GE a étendu cette approche au développement systématique de leaders exceptionnels, par exemple, en formant dans son établissement d’enseignement spécialement conçu à Crotonville, en mettant en œuvre une rétroaction à 360 degrés et en mesurant rigoureusement les performances de gestion.
Procter & Gamble
Procter & Gamble (P&G) a développé la première approche formalisée de la gestion de marque dans les années 1930. Cela a permis à l’entreprise de développer régulièrement un portefeuille de produits diversifié avec une valeur accrue grâce à l’actif incorporel de marques telles que le détergent Tide, le dentifrice Crest, les rasoirs Gillette et les soins de la peau Olay.

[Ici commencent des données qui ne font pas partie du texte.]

PR #67, opened 2020-08-24
Add validating webhook for ManagedClusterSetBinding

elgnay:


pkg/webhook/clustersetbinding/validating_webhook.go
```diff
@@ -0,0 +1,166 @@
...
+		status.Allowed = false
+		status.Result = &metav1.Status{
+			Status: metav1.StatusFailure, Code: http.StatusBadRequest, Reason: metav1.StatusReasonBadRequest,
+			Message: "Spec.ClusterSet is required",
+		}
+		return status
+	}
+
+	// check if the target cluster set exists
+	_, err := a.clusterClient.ClusterV1alpha1().ManagedClusterSets().Get(context.TODO(), binding.Spec.ClusterSet, metav1.GetOptions{})
```
qiujian16: should we allow creating a clustersetbinding ref to a non-exist clusterset.

qiujian16 (commented):
i think we need a e2e test to ensure to test webhooks.

pkg/webhook/clustersetbinding/validating_webhook.go
elgnay: Removed the existence checking logic.

elgnay:
> i think we need a e2e test to ensure to test webhooks.

Added.

pkg/webhook/clustersetbinding/validating_webhook.go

Aujourd’hui, P&G est l’un des premiers grands à adopter le modèle « Open Innovation » consistant à développer des liens externes pour donner accès à de nouvelles technologies et à de nouvelles opportunités de marché.
Moteurs généraux
General Motors est crédité d’avoir développé la structure organisationnelle de la division en réponse au problème de la gestion efficace de la vaste famille d’entreprises et de produits qui avait évolué depuis sa création.
La nouvelle structure, conçue par Alfred P. Sloan dans les années 1930, a établi un comité exécutif centralisé qui définissait la politique et exerçait le contrôle financier aux côtés de divisions opérationnelles organisées par produit et responsables des opérations quotidiennes.
Toyota
Toyota a réussi à prendre une part de marché importante à ses rivaux américains en produisant des voitures à bas prix, de haute qualité et fiables.
Mais derrière cette formule se cache leur capacité à favoriser l’amélioration continue en donnant aux employés de la chaîne de production les compétences, les outils et la permission de résoudre les problèmes au fur et à mesure qu’ils surviennent et d’éviter les nouveaux problèmes avant qu’ils ne surviennent.
Ce système contraste fortement avec le système américain qui attend des employés qu’ils soient les rouages d’une chaîne de production automatisée.
Opportunités d’innovation managériale
Selon Hamel, le fondement de l’innovation managériale est de se concentrer délibérément et systématiquement sur l’identification et la résolution d’un gros problème de gestion. Plus le problème est important, plus grande est la possibilité de générer une percée menant à un avantage concurrentiel significatif.
Pour ce faire, les organisations doivent poser trois questions simples mais approfondies :
Quels sont vos compromis actuels ?
Les affaires et la gestion sont pleines de compromis, tels que la qualité contre le coût, la normalisation contre la personnalisation, la fabrication contre l’achat, la consolidation contre l’expansion, la simplicité contre la complexité et la concentration contre la diversification.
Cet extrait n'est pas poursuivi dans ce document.